PR #91, opened 2022-08-31
add ability to add/edit/remove contacts at treasury level

mannynotfound:
## Description
Reworks the contacts page to add ability to add/edit/remove contacts which are stored locally at the treasury level. Some notes:
- by default contacts should be empty until user has added some
- contacts are treated separately from safe owners in settings page - if we want to synchronize them or use the contact names we can do that work in a follow up PR
- design is not 1:1 with figma as we're still overhauling our UI kit to support new design and some components like toasts are not built yet - goal was to make the page functional while using our existing components.

## Demo / Test Result

image
image
image
image
image


KsenijaZivkovic:
When treasury is created, if we assign the names to owners - this should be added to contacts?
And when someone changes the name of the contact - it should be reflected on the owners section on safe settings.
It is possible to add multiple same contact addresses - we shouldn't allow this

amyliu6:
@KsenijaZivkovic  we'll not be syncing this contact list with owners list, it'll be treated as two separate lists. You can reference slack thread here: https://brud.slack.com/archives/C03ERT4F2MB/p1661892299277179?thread_ts=1661878670.164429&cid=C03ERT4F2MB

linxiao-li:
Are InputAddress and InputText suppose to be reusable components? If so let's create another folder under src `src/library` and put them there

packages/client/src/components/ModalHeader.js
```diff
@@ -0,0 +1,24 @@
+import React from "react";
```
linxiao-li, line 1: Suggest bringing this component into the Modal.js, we can render the header optionally depending on the title property passed in.

packages/client/src/components/SafeContacts.js
```diff
@@ -1,43 +1,191 @@
-import React from "react";
-import { Person } from "./Svg";
-import { useClipboard } from "../hooks";
+import React, { useState } from "react";
```
linxiao-li, line 1: Can we break down this file into the format of one component per file? It's easier to read and maintain.

packages/client/src/components/SafeContacts.js
```diff
@@ -1,43 +1,191 @@
...
+        <button className="button is-link mt-4" onClick={openAddModal}>
+          Add Contact <Plus className="ml-2" />
+        </button>
+      </div>
+    </section>
+  );
+}
+
+function SafeContacts({ address }) {
+  const modalContext = useModalContext();
```
linxiao-li, line 104:
```suggestion
  const {openModal, closeModal} = useModalContext();
```

packages/client/src/components/SafeContacts.js
```diff
@@ -1,43 +1,191 @@
...
+import ModalHeader from "./ModalHeader";
+import InputAddress from "./InputAddress";
+import InputText from "./InputText";
+import { Copy, Plus } from "./Svg";
+import { useClipboard, useContacts } from "../hooks";
+import { useModalContext } from "contexts";
 
-function SafeContacts({ safeOwners = [] }) {
+function EditContactModal({ contact, onConfirm, confirmText, headerTitle }) {
+  const modalContext = useModalContext();
```
linxiao-li, line 11: modals should be opened and closed from the outside, suggest passing the closeModal function as a callback instead of bringing  in the modalContext inside of the modal itself

packages/client/src/components/SafeContacts.js
```diff
@@ -1,43 +1,191 @@
...
+    />
+  );
+
   return (
     <>
-      <div className="column p-0 mt-5 is-flex is-full">
-        <h4 className="is-size-5">Saved addresses</h4>
+      <div className="column p-0 mt-5 is-flex is-align-items-center is-justify-content-space-between is-full">
+        <h4 className="is-size-5">Saved Addresses</h4>
+        {!isEmpty(contacts) &&
```
linxiao-li, line 142: I'm a little confused on the conditions here, would this work?
```
{isEmpty(contacts)? (<EmptyContacts/>) 
: (
      <AddContactButton/>
      <ContactList/>
)}
```

packages/client/src/components/SafeContacts.js
```diff
@@ -1,43 +1,191 @@
...
+            <div style={{ width: minWidth }}>
+              Actions
             </div>
           </div>
-        ))}
-      </div>
+          {contacts.map((contact, index) => (
+            <div
+              className="is-flex is-align-items-center is-justify-content-space-between column is-full p-5 border-light-bottom"
+              key={index}
```
linxiao-li, line 171: We should avoid using index as key, refer to the article here :https://blog.isquaredsoftware.com/2020/05/blogged-answers-a-mostly-complete-guide-to-react-rendering-behavior/#keys-and-reconciliation

packages/client/src/components/SafeOverview.js
```diff
@@ -9,7 +9,7 @@ function SafeOverview({ allBalance }) {
     "p-5 mr-6",
   ];
 
-  const tokensWithPositiveBalance = allBalance
+  let tokensWithPositiveBalance = allBalance
```
linxiao-li, line 12: Was this erroring out?

packages/client/src/hooks/useContacts.js
```diff
@@ -0,0 +1,43 @@
+import { useEffect, useReducer, useMemo } from "react";
+import reducer, { INITIAL_STATE } from "../reducers/contacts";
+
+const storageKey = "vessel-contacts";
```
linxiao-li, line 4: Can we move this constant to the constants/constants.js file?

packages/client/src/reducers/contacts.js
```diff
@@ -0,0 +1,40 @@
+export const INITIAL_STATE = {
+  contacts: {},
+};
+
```
linxiao-li, line 4: Could you create a document section of designed the data structure? Thanks!

packages/client/src/reducers/contacts.js
```diff
@@ -0,0 +1,40 @@
+export const INITIAL_STATE = {
+  contacts: {},
+};
+
+const reducer = (state, action) => {
+  const address = Object.keys(action.payload)[0];
+  const body = action.payload[address];
+  const newContacts = (state.contacts?.[address] ?? []).slice(0);
```
linxiao-li, line 8: Is this line to get the contact for a specific treasury? Suggest renaming to treasuryContacts

packages/client/src/reducers/contacts.js
```diff
@@ -0,0 +1,40 @@
...
+
+const reducer = (state, action) => {
+  const address = Object.keys(action.payload)[0];
+  const body = action.payload[address];
+  const newContacts = (state.contacts?.[address] ?? []).slice(0);
+
+  switch (action.type) {
+    case "SET_CONTACT": {
+      const { index, newContact } = body;
+      newContacts[index] = newContact;
```
linxiao-li, line 13: using index to locate a contact is not reliable since they change all the time, suggest using the contact address
```suggestion
      const updateIndex = treasuryContacts.findIndex(c=>c.address === newContact.address);
      treasuryContacts[updateIndex] = newContact

```

packages/client/src/components/SafeContacts.js
mannynotfound: The Add Contact in the top right only shows up after you've already added at least one contact. If you dont have any contacts it only shows up in the body underneath the "This safe doesnt have any saved addresses". 

The reason there is two checks for isEmpty(contacts) is purely the structure of the dom where the Add contact button is nested inside the always visible "Saved Addresses" masthead.

packages/client/src/components/SafeOverview.js
mannynotfound: yes this was unrelated error trying to re-assign a const

packages/client/src/components/SafeContacts.js
mannynotfound: Personally I prefer to have code logic co-located until it gets too long so i'm not bouncing between files to piece logic together. If we want to enforce this paradigm though we should add https://github.com/jsx-eslint/eslint-plugin-react/blob/master/docs/rules/no-multi-comp.md to our eslint

packages/client/src/hooks/useContacts.js
mannynotfound: I would prefer to have this co-located with the reducer it belongs to, similar to how our other storage keys are set. It's only used once per hook.

packages/client/src/reducers/contacts.js
mannynotfound: I went with index manipulation vs finding specific keys because the indexes only change when you add/remove people from contacts (there is no resorting currently) so it works fine for our purposes and felt like simpler code

packages/client/src/components/SafeContacts.js
linxiao-li: I understand it's easier to work on the single file, but I think we should still choose the one component per file paradigm for the following reason:
- It's difficult to determine and enforce the threshold, everyone has different standard in terms of how long is too long
- For me it's actually easier to piece logic together with separate files since I can split panel on my editor and do cross reference, if it's one single file I'm constantly scrolling back and forth.
- When we want to add unit test for components it's easier to organize if it's one component per file.

packages/client/src/components/SafeOverview.js
linxiao-li: Thanks! I'll look into that

packages/client/src/components/SafeContacts.js
```diff
@@ -1,43 +1,203 @@
...
+
+  return (
+    <div className="py-5 has-text-black">
+      <div className="column is-flex is-flex-direction-column is-full px-5 py-0">
+        <div>
+          <p className="has-text-grey">Address<span className="has-text-red">*</span></p>
+          <InputAddress 
+            value={currentAddr} 
+            isValid={addressValid} 
+            onChange={onAddressChange} />
```
amyliu6, line 31: seems it will always allow address change? For "Edit Contact", Address field need to be read-only, only Name can be updated. https://www.figma.com/file/sKtcz6ytBmNNDNW7XU8ea5/Vessel%3A-User-Experience?node-id=330%3A188312

packages/client/src/hooks/useContacts.js
linxiao-li: From reusability perspective it does make sense to keep it close to the data, but I would argue that since this is a very high level configuration (equivalent to a db config) sprinkling them across the project makes it hard to edit and understand. Looking into the future, we probably will move into using different strategy for data storage (indexDB or a decentralized db), having configurations in one single file will help switching the strategy

packages/client/src/components/SafeContacts.js
amyliu6: yeah seems ok to allow user to edit Address too, as long as it's a valid address. @almendili what do you think?

packages/client/src/reducers/contacts.js
```diff
@@ -0,0 +1,44 @@
...
+ * where each contact object has { name: <string>, address: <string> }
+ */
+export const INITIAL_STATE = {
+  contacts: {},
+};
+
+const reducer = (state, action) => {
+  const address = Object.keys(action.payload)[0];
+  const body = action.payload[address];
+  const treasuryContacts = (state.contacts?.[address] ?? []).slice(0);
```
linxiao-li, line 12: We want to copy the state array instead of referring to it to maintain the immutibility
```suggestion
  const treasuryContacts = ([...state.contacts?.[address]] ?? []).slice(0);

```

packages/client/src/reducers/contacts.js
linxiao-li: Got it, it makes sense. I'm thinking it's probably time for us to bring in immer for handling the state update, it can help make state update simple and reliable

packages/client/src/reducers/contacts.js
mannynotfound: that's why I have `.slice(0)` which makes a copy of the array - kind of an old school method before rest spread became the norm

linxiao-li (approved):
Going to work on a coding style document pretty soon, stay tuned!

packages/client/src/components/SafeContacts.js
amyliu6: confirmed with Jose that we should allow Edit Address too. 👍 @almendili, could you help update figma design to reflect the same? Thanks!

amyliu6 (approved):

--

*Work to be completed*
Where does the word "center" appear in the records? Copy every line that holds it.

*Answer to this task*
+      <div className="column p-0 mt-5 is-flex is-align-items-center is-justify-content-space-between is-full">
+              className="is-flex is-align-items-center is-justify-content-space-between column is-full p-5 border-light-bottom"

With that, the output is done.